Supreme Court v. Unions

Supreme Court v. Unions


The recent decision of the Supreme Court in the case of Hoffman Plastic Compounds, Inc. v. National Labor Relations Board makes it plain that the Court’s majority lives in denial of the social reality millions of working people face every day. The Court began by making worse an already bad precedent. As a result of a previous decision in the case of Sure-Tan Inc. v. National Labor Relations Board, millions of undocumented immigrants lost the right to be reinstated to their jobs if they were fired for joining a union. Now the Rehnquist Court says they can also forget about back pay for the time they were out of work.

The decision rewards employers who want to stop union organizing efforts among immigrant workers–the very people who’ve built a decade-long track record of labor activism, often organizing themselves when unions showed little interest in them. Their bosses can now terminate undocumented workers who join a union, without monetary consequences.

But the Court’s logic goes further, willfully ignoring social reality. Today in 31 percent of union drives employers illegally fire workers, immigrant and native-born alike. Federal labor law may prohibit this, but companies already treat the cost of legal battles, reinstatement and back pay as a cost of doing business. Many consider it cheaper than signing a union contract. In the Court’s eyes, however, retaliatory firings are not even a violation of law.

William Gould IV, former chair of the National Labor Relations Board, points to “a basic conflict between US labor law and US immigration law.” The Court has held that the enforcement of employer sanctions, which makes it illegal for an undocumented immigrant to hold a job, is more important than the right of that worker to join a union and resist exploitation on the job.
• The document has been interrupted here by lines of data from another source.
PR #124, opened 2021-09-22
[crypto] Replace `crypto::sha256` with the more general `crypto::hash`

### LINKED ISSUE #57: Support all types of hashes in `manticore::manifest`.
Currently, we fail if the type is anything but SHA-256; we should fix that for conformance.

mcy:
This PR is broken into four commits: one that adds the new API, two that migrate two it, and a third that deletes the old one.

Along the way, some things that previously only supported Sha256 support all three Sha strengths for free!

Fixes #57 (mostly).


src/crypto/hash.rs
```diff
@@ -0,0 +1,216 @@
...
+    pub fn alloc(self, arena: &impl Arena) -> Result<&mut [u8], OutOfMemory> {
+        arena.alloc_slice(self.bytes())
+    }
+}
+
+/// An error returned by a hashing function.
+#[derive(Copy, Clone, PartialEq, Eq, Debug)]
+pub enum Error {
+    /// Indicates that the wrong size of digest was provided to
+    /// [`Engine::raw_finish()`].
```
jrvanwhy, line 56: Should this be `Engine::finish_raw()`?

src/server/pa_rot.rs
```diff
@@ -22,15 +22,15 @@ use crate::server::Error;
...
+pub struct Options<'a, Identity, Reset, Hash, Ciphers, TrustChain> {
     /// A handle to the "hardware identity" of the device.
     pub identity: &'a Identity,
     /// A handle for looking up reset-related information for the current
     /// device.
     pub reset: &'a Reset,
 
-    /// A handle to a SHA-256 engine.
-    pub sha: &'a Sha,
+    /// A handle to a hashering engine.
```
jrvanwhy, line 32: "hashing"?

jrvanwhy (approved):

PR #127, opened 2021-09-24
[server] Clean up `pa_rot.rs`

mcy:
This PR does two things:
- Moves the `PaRoT` tests to the e2e framework, which duplicates significant functionality, albeit at a higher quality.
- Factor out very large handlers into their own functions, since the indentation makes it hard to review large functions.


jrvanwhy (approved):
Much better, thank you!

PR #130, opened 2021-10-05
[net] Reorganize `manticore::net` into multiple files

mcy:
I'm about to begin implementation of AEAD support in `HostPort` for encrypted sessions; this is a preliminary cleanup to make that somewhat less painful.


src/net/mod.rs
```diff
@@ -0,0 +1,64 @@
...
+
+//! Networking interfaces.
+//!
+//! This module provides generic, abstract networking interfaces for sending
+//! buffers over a "network". The term "network" is used very loosely: for
+//! our purposes, a network is an object upon which we can transact encoded
+//! buffers along with the bits necessary to encode a Cerberus header.
+//!
+//! For example, if an integration wished to receive requests from a "host"
+//! device over a SPI line, it tie up all the necessary implementation
```
jrvanwhy, line 13: "it tie up" -> "it should tie up" or similar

According to Rehnquist, Jose Castro, the fired worker in the Hoffman case, committed the cardinal sin of falsely saying he had legal status to get a job. This lie, told by millions of workers every year, is winked at by employers who want to take advantage of immigrants’ labor. It is only in the face of union activity that bosses suddenly wake up to the fact that their workers have no papers (and usually then fire only the ones involved with unions).

This decision isn’t about enforcing immigration law, despite Rehnquist’s pious assertion that employers can already be fined for hiring people like Castro. It’s about money. When it becomes more risky and difficult for workers to organize and join unions, or even to hold a job at all, they settle for lower wages. And when the price of immigrant labor goes down, so do the wages for everyone else. The decision has already been misused by some employers, who have told their immigrant workers they no longer have the right to organize at all, or have illegally refused to pay them the minimum wage or overtime.

A recent study by the Pew Charitable Trust counts almost 8 million undocumented people in the United States. They make up almost 4 percent of the urban work force, and more than half of all farmworkers. The flow of workers across the border will not stop anytime soon. The National Population Council of Mexico reports that “migration between Mexico and the United States is a permanent, structural phenomenon–the intense relationship between the two countries makes it inevitable.”

Sacrificing the rights of those workers will not stop people from crossing the border, nor end the need for the work they do. If they are to have legal status, the door to legal immigration must be opened and sanctions repealed. But come they will, regardless. The Court’s message to them, however, is: Know your place. Do the work, stay in the shadows, accept what you are given and never think of organizing to challenge the structure that holds you in chains.